Effects of spatial scale and choice of statistical model (linear versus tree-based) on determining species–habitat relationships

Abstract

The choice of spatial scale and modelling technique used to capture species–habitat relationships needs to be considered when ascertaining environmental determinants of habitat quality for species and communities. Fish densities and environmental data were collected at three Laurentian lakes using underwater surveys by four snorkelers collecting fine spatial data acquired through geographic positioning systems. At both fine (20 m) and broad (100 m) spatial scales, tree-based approaches, which incorporated both linear and nonlinear relationships, explained more variation than their linear counterparts. At the finest spatial scale considered (20 m), local environmental conditions, such as habitat structure and heterogeneity, were important determinants of fish habitat selection. At the broadest spatial scale considered (100 m), fish tended to select habitat based on both local environmental features and riparian development.
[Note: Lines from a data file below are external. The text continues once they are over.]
PR #505, opened 2024-04-25
Chore: export tesseract to wasm

ashneverdawn:
**What this PR does** 📖

Exports tesseract to wasm, making it usable from the browser. Also includes example usage in js.

#494 (partially)

**Additional comments** 🎤


warp/src/tesseract/mod.rs
```diff
@@ -19,12 +20,16 @@ use parking_lot::RwLock;
 
 type Result<T> = std::result::Result<T, Error>;
 
+#[cfg(target_arch = "wasm32")]
+pub mod wasm;
```
dariusc93, line 24: Here instead of having a separate module, we could use `cfg_attr` to check if the target is wasm and if so, add `wasm_bindgen` respectfully and if needed we can split the impl into multiple impl with one for wasm and one for non-wasm target.

warp/src/tesseract/mod.rs
```diff
@@ -1,6 +1,7 @@
 #![allow(clippy::result_large_err)]
 use futures::{stream::BoxStream, StreamExt};
 use std::{collections::HashMap, fmt::Debug, sync::atomic::Ordering};
+use wasm_bindgen::prelude::*;
```
dariusc93, line 4:
```suggestion
#[cfg(target_arch = "wasm32")]
use wasm_bindgen::prelude::*;
```

www/tesseract.html
```diff
@@ -0,0 +1,72 @@
...
+  </script>
+  <body>
+    <h2>How to use this example:</h2>
+    <h3>1 - Make the sure wasm is compiled:</h3>
+    <pre>
+      wasm-pack build tools/wasm-example --target web --out-dir www/wasm/wasm-example
+    </pre>
+    <h3>2 - Check ouput in the console</h3>
+  </body>
+</html>
```
dariusc93, line 72: Can be done in a separate PR but the `www` directory should probably be moved to the wasm example directory in `tools`

warp/src/tesseract/wasm.rs
```diff
@@ -0,0 +1,105 @@
...
+
+    pub fn load_from_storage(&self) -> Result<(), JsError> {
+        self.inner.load_from_storage().map_err(|e| e.into())
+    }
+}
+
+#[wasm_bindgen]
+pub struct Subscription {
+    inner: BoxStream<'static, TesseractEvent>,
+}
```
dariusc93, line 98: I take it that wasm-bindgen doesnt have anything similar to streams we could wrap around or if `wasm-streams` isnt suitable here?

warp/src/tesseract/wasm.rs
```diff
@@ -0,0 +1,105 @@
...
+
+#[wasm_bindgen]
+impl Subscription {
+    pub async fn next(&mut self) -> Option<TesseractEvent> {
+        self.inner.next().await
```
dariusc93, line 103: I think the problem here is that we would be continuously polling a stream and if that stream returns `None` (or `Poll::Ready(None)`), we should stop polling otherwise it would in many cases be considered as a UB (eg if tesseract completely drops (as in no other references), the sender used would also drop, causing the receiver to close too). If we are to go this route, we might want to see if there is a way for JS to break that loop so it no longer polls if it returns `None` from rust. Cannot recall the equiv translation that wasm-bindgen export would unless it just returns as a `null`, in which case we could probably try that. Ideally though, it would be best to try to use an asynciterator or maybe tap into the event listener from js so the events are subscribe there.

dariusc93 (changes requested):

warp/src/tesseract/mod.rs
ashneverdawn: done

warp/src/tesseract/mod.rs
ashneverdawn: done

www/tesseract.html
ashneverdawn: done

warp/src/tesseract/wasm.rs
ashneverdawn: no, not built in at least. Only has basic types like struct, bool, int, str, etc. `wasm-streams` didn't work as a return type exported to js, unfortunately.

ashneverdawn: In this case, the exact reason we need to wrap this is because of the `'static` lifetime. js doesn't understand lifetimes. But by wrapping this, it can live within the wasm, with the exported wrapper being a pointer to it.

warp/src/tesseract/wasm.rs
ashneverdawn: I managed to restructure it to satisfy what's expected by js for an asynciterator.

warp/src/tesseract/mod.rs
```diff
@@ -478,29 +499,96 @@ impl Tesseract {
...
-    /// To save to file using internal file path.
-    /// Note: Because we do not want to interrupt the functions due to it failing to
-    ///       save for whatever reason, this function will return `Result::Ok`
-    ///       regardless of success or error but would eventually log the error.
-    ///
-    /// TODO: Handle error without subjecting function to `Result::Err`
-    pub fn save(&self) -> Result<()> {
-        self.inner.save()
+/// Methods for wasm only
+#[cfg(target_arch = "wasm32")]
```
dariusc93, line 505:
```suggestion
```

warp/src/tesseract/mod.rs
```diff
@@ -478,29 +499,96 @@ impl Tesseract {
...
+        self.inner.save().map_err(|e| e.into())
+    }
+
+    #[wasm_bindgen(js_name = subscribe)]
+    pub fn subscribe_wasm(&self) -> AsyncIterator {
+        Into::<JsValue>::into(Subscription {
+            inner: self.inner.subscribe(),
+        })
+        .into()
+    }
```
dariusc93, line 550: I take it that these are renamed to prevent conflicts and to use the `JsError` vs splitting between wasm and non-wasm functions and only using `JsError` under `wasm` target?

warp/src/tesseract/mod.rs
```diff
@@ -478,29 +499,96 @@ impl Tesseract {
...
+/// Wraps in the TesseractEvent promise result in the js object expected by js async iterator
 #[cfg(target_arch = "wasm32")]
-impl Tesseract {
-    /// Used to load contents from local storage
-    pub fn load_from_storage(&self) -> Result<()> {
-        self.inner.load_from_storage()
+#[wasm_bindgen]
+struct TesseractEventPromiseResult {
+    pub value: TesseractEvent,
+    pub done: bool,
```
dariusc93, line 585: This does not look used or is this used when exported?

warp/Cargo.toml
```diff
@@ -58,17 +58,19 @@ paste.workspace = true
 tracing = { workspace = true }
 mediatype.workspace = true
 
+wasm-bindgen.workspace = true
+gloo.workspace = true
+web-sys.workspace = true
+js-sys.workspace = true
+console_error_panic_hook.workspace = true
+wasm-streams.workspace = true
+wasm-bindgen-futures.workspace = true
```
dariusc93, line 67: nit: Lets leave this under `[target.'cfg(target_arch = "wasm32")'.dependencies]` to minimize the dependencies at compile-time.

dariusc93 (commented):
Left a couple of comments but overall LGTM.

warp/src/tesseract/mod.rs
ashneverdawn: This is used by asynciterator. The Promise returned by `next()` must be a js `object` with the `value` and `done` fields.

warp/src/tesseract/mod.rs
ashneverdawn: correct. there are plenty of places that still need to be able to call these from inside the wasm and won't be able to use these js return types.

warp/src/tesseract/mod.rs
ashneverdawn: We do want to keep this here, or the compiler will complain on non-wasm that `wasm_bindgen` is not imported. It is only imported on wasm.

warp/Cargo.toml
ashneverdawn: done

warp/src/tesseract/wasm.rs
ashneverdawn: note however that as mentioned in the other comments, the subscription struct is able to be returned as an async iterator. The is only possible because it has the `next()` method with the expected signature and the `promise` returned by it returns a js `object` with `value` and `done` fields.

warp/src/tesseract/mod.rs
dariusc93: This shouldnt be needed since we have `#[cfg_attr(target_arch = "wasm32", wasm_bindgen)]`, though we could probably drop this and use `#[cfg(target_arch = "wasm32")]`. Thoughts?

Moran’s eigenvector maps further revealed that fish–habitat associations were operating at broader spatial scales than the predefined analytical units, which can be partially attributed to the spatial structure of environmental conditions acting at spatial scales greater than 100 m. This study highlights the importance of evaluating statistical approaches at different spatial scales to identify key determinants of habitat quality for species, ultimately to assess the effects of perturbations on ecosystems.